Short answer is "yes". Check out cocos2d-x for example. It is open-source and is mostly written in C++, but uses other languages (Objective-C for iOS, Java for Android) for platform specific stuff.

Longer answer: iOS has Objective-C++ and it can mix Objective-C and C++ code pretty easy. Android uses Java and Java has JNI to work with C/C++.

Well first, you of course need the 'core' language with the crossplatform code to run on all the platforms (c++ in your example).

Then, you might have more cross platform code written in another language. Communication with these depends on the language and the "FFI" mechanism it implements as explained (usually calling C-like simple functions is supported, possibly with special requirements/constraints to make sure it works properly).

Then, there might be platform dependent libraries written in another language OR the same core language. With C++, you would write the code for each such platform dependent library, and then at compile time choose which piece of code you want to compile using preprocessor directives (if its windows, use this block of code, if its mac, use this next one and so on). This would be done such that whatever platform dependent library you choose, the interface is the same, so the cross platform code can use it the same way (eg you might have a function that does something, and the implementation of it changes depending on platform. So the interface doesnt change)

Though just because the interface for such a cross platform functionality implemented differently for each platform doesnt change, its behavior might. Eg if it was some kind of rendering class, on one platform it would report that it supports some maximum size of texture, and another platform the maximum size might be different. But thats a part of the interface so its ok.

o3o

Of course, directly calling a function in a program (or library) in another language is not the only way to communicate with it. You can very well make any two programs communicate via network or IPC, this is how DB queries and remote procedure calls generally work. That's also an example of programming an "app" with different languages: write the backend in one language, the client in another language, yet they can still communicate. This is probably not what you meant (you probably mean within the same process, e.g. Lua and C/C++) but thought I'd point it out.

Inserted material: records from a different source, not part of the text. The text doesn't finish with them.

PR #975, opened 2026-06-12
fix(lua): preserve integers Lua->Go; whole-string numeric sort

vloothuis:
## Summary

Two latent numeric bugs in `internal/lua/runtime.go` (review Minor batch):

1. **Integers collapse to float64 on Lua→Go.** `luaValueToGo`'s `LNumber` case did `return float64(v)`, so an integer property (entity ID, ticket number, epoch value) lost its integer type crossing the boundary and could re-serialize as `42.0` / exponential form. `GoToLuaValue` already preserves `int`/`int64` — only the reverse leg was lossy.
2. **`luaValueToSortable` parses a numeric *prefix*.** `fmt.Sscanf(s, "%f", &n)` succeeds on any string starting with a number, so `rela.sort_entities` sorted `"1.2.0"` as `1` and `"3 blind mice"` as `3`. The sort was also a hand-rolled O(n²) bubble sort.

## Fix

- `luaNumberToGo`: integral, in-`int64`-range Lua numbers → `int64`; non-integral or out-of-range → `float64`. Preserves integer type up to 2^53 (the float64 integer ceiling — beyond that gopher-lua's float64-backed `LNumber` can't hold an integer faithfully anyway, so the test documents that as the practical limit). No downstream code asserts `float64` on converted values; JSON marshals `int64` cleanly.
- `luaValueToSortable`: `strconv.ParseFloat(strings.TrimSpace(s), 64)` — numeric only when the *whole* string parses, so version/prefix strings sort lexicographically.
- `sortEntries`: `sort.SliceStable` replaces the bubble sort.

## Tests

`internal/lua/numeric_test.go`: integer preservation (2^53 ceiling, out-of-range→float fallback), whole-string-only numeric detection (version/prefix/junk), and end-to-end lexicographic version-string ordering. Sortable cases verified to **fail without the fix**; existing `TestSortEntities_*` still pass.

### DIFF
--- a/internal/lua/numeric_test.go
+++ b/internal/lua/numeric_test.go
@@ -1,0 +1,110 @@
+package lua
+
+import (
+	"math"
+	"testing"
+
+	lua "github.com/yuin/gopher-lua"
+)
+
+// TestLuaNumberToGo_PreservesIntegers pins that an integral Lua number
+// converts to a Go int64 (not float64), so large integer IDs survive a
+// Lua→Go round-trip without precision loss. A non-integral value stays
+// float64.
+func TestLuaNumberToGo_PreservesIntegers(t *testing.T) {
+	tests := []struct {
+		name string
+		in   lua.LNumber
+		want interface{}
+	}{
+		{"small int", lua.LNumber(42), int64(42)},
+		{"zero", lua.LNumber(0), int64(0)},
+		{"negative int", lua.LNumber(-7), int64(-7)},
+		// Largest integer exactly representable as float64 (2^53). Beyond
+		// this, gopher-lua's float64-backed LNumber cannot hold an integer
+		// faithfully at all — the precision is lost before conversion —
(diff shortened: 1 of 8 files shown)


tschmits (commented):
## IB-review — rela#975 `fix(lua): preserve integers Lua->Go; whole-string numeric sort`

**Reviewer:** CISO · **Status: ✅ Approved** — Uitsluitend interne Lua runtime correcties; geen beveiligingsrelevante oppervlakken geraakt.

De PR herstelt type-fidelity bij Lua→Go conversie (`int64` i.p.v. `float64`) en corrigeert de numerieke prefix-bug in `luaValueToSortable`. Geen wijzigingen in toegangscontrole, authenticatie, datastores of externe interfaces. De `int64`-range check (`f >= math.MinInt64 && f <= math.MaxInt64`) is correct geïmplementeerd. Geen bevindingen ≥ Laag.

tschmits (approved):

“If I understand the standard right it is legal and safe to do this but the resulting value could be anything.”

I am not sure why you ask this question, but yes: Python loads modules written in C/C++ and the same for PHP where modules are written in C.

Many languages has that ability, mostly using C as a bridge.

If that your question?

If it isn't, then ask differently.

<edit>

DLLs and jar?

That is two different things.

A 'jar' file is simply just an archive, like a zip file, only simpler. It does carry a manifest and some other Java jazz, and then some compiled (binary) files (.class) which can be loaded by a running Java program.

A DLL is a compiled, shared library, specifically designed to run/execute/load on the Windows platform. On Linux that would be a .so file.